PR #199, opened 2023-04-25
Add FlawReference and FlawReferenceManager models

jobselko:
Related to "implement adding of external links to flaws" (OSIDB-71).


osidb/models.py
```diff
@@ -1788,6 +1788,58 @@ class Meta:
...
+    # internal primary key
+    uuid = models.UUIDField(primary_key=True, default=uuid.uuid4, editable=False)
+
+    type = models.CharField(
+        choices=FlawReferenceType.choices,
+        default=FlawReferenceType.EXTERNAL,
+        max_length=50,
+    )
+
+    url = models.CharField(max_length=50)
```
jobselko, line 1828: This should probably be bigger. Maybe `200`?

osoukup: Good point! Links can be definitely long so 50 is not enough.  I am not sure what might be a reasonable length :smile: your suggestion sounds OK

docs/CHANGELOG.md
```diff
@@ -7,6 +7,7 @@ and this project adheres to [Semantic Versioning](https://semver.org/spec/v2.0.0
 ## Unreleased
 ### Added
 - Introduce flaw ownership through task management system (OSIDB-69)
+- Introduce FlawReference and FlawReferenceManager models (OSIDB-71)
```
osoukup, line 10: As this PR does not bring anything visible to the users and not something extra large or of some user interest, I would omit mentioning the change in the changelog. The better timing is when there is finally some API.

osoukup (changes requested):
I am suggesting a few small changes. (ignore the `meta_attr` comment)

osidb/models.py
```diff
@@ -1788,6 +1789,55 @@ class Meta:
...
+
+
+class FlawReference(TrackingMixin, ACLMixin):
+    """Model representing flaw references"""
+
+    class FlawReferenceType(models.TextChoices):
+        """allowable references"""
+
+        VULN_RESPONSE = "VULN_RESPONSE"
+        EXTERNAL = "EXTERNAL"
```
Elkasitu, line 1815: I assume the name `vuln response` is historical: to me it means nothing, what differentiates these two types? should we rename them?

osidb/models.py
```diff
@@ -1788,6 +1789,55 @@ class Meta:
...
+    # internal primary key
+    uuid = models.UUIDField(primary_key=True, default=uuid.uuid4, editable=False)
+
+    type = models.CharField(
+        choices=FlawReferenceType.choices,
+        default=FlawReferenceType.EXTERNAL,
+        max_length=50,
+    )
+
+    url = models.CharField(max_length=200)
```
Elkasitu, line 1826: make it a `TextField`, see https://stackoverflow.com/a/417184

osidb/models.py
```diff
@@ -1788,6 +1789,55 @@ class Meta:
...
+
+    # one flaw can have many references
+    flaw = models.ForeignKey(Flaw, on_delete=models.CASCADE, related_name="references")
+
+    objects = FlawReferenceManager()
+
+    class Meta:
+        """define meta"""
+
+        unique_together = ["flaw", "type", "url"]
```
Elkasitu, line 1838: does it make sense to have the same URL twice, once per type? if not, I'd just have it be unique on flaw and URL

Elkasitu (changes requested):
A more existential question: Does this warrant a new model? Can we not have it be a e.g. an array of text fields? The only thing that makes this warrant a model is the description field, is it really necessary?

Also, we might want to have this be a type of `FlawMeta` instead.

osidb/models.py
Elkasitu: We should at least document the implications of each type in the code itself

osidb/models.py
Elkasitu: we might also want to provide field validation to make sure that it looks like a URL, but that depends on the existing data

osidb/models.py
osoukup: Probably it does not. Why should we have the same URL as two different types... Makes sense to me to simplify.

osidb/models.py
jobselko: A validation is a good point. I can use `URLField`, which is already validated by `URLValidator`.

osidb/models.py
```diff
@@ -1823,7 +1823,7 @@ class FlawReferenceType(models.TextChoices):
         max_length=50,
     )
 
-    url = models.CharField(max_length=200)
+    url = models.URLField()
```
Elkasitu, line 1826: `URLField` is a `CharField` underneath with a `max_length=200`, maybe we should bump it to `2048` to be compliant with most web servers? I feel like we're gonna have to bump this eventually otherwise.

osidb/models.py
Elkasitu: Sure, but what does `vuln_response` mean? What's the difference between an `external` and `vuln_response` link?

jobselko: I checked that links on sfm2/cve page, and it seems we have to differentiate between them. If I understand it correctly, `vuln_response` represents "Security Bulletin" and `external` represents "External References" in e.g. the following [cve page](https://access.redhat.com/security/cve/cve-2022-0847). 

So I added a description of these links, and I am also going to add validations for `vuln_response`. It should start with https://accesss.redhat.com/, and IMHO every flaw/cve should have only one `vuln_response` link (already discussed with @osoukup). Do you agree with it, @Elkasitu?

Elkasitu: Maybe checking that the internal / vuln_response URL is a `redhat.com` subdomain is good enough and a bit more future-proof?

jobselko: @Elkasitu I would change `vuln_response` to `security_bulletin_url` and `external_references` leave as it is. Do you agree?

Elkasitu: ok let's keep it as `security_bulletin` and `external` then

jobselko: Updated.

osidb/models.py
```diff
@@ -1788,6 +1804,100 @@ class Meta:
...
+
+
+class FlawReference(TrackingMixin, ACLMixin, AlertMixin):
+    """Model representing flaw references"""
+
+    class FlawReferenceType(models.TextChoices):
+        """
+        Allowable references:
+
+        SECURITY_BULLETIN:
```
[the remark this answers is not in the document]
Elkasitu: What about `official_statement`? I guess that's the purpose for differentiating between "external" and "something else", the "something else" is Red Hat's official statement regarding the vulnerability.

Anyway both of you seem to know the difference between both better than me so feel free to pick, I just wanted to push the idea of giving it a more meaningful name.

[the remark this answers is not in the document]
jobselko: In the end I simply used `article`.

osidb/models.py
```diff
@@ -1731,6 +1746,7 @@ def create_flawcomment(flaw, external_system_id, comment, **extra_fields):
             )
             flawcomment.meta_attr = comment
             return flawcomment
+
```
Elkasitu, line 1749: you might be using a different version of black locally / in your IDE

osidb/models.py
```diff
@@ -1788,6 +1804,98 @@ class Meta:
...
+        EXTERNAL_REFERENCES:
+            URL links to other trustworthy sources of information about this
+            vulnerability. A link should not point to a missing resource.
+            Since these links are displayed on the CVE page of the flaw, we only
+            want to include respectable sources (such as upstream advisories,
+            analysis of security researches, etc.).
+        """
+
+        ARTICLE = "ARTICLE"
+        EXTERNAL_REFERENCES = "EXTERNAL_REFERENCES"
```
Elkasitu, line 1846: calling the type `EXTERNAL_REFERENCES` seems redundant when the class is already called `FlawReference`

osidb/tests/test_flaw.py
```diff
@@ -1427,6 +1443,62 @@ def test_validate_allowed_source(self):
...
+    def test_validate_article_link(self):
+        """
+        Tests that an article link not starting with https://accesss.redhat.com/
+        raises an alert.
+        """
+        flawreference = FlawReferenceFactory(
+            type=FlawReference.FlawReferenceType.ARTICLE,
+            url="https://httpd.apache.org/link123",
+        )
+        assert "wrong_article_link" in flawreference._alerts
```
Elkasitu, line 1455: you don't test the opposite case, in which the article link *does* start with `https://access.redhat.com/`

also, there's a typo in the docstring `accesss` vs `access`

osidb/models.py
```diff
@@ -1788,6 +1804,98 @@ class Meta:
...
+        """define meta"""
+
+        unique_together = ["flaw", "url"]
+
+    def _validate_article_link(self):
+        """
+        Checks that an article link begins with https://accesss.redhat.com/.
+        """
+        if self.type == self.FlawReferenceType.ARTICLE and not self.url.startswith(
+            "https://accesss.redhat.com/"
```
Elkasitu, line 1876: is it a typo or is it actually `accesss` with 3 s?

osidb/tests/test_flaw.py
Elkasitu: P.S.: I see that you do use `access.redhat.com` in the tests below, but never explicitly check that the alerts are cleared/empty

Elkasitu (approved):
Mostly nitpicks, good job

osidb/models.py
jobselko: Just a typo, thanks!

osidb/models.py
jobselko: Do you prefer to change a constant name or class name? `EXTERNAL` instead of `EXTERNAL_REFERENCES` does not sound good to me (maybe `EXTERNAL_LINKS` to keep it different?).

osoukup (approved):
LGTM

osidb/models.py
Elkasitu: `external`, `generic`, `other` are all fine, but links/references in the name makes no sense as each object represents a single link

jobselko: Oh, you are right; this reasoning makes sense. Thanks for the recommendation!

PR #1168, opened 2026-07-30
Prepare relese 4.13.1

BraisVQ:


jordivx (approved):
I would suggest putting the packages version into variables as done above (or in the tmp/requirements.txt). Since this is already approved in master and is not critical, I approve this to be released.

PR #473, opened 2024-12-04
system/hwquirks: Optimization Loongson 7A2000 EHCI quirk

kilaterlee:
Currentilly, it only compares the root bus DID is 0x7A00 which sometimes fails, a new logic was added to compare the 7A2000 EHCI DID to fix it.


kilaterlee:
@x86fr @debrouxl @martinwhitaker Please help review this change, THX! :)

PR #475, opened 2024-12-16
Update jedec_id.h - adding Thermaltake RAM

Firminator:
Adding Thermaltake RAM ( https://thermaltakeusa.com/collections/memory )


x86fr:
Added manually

______

Problem to work on: Where the line containing "Update jedec_id.h - adding Thermaltake RAM" appears in the records above, begin copying and continue through the last line; copy each line exactly and include no others.

Reply to the task:
Update jedec_id.h - adding Thermaltake RAM

Firminator:
Adding Thermaltake RAM ( https://thermaltakeusa.com/collections/memory )


x86fr:
Added manually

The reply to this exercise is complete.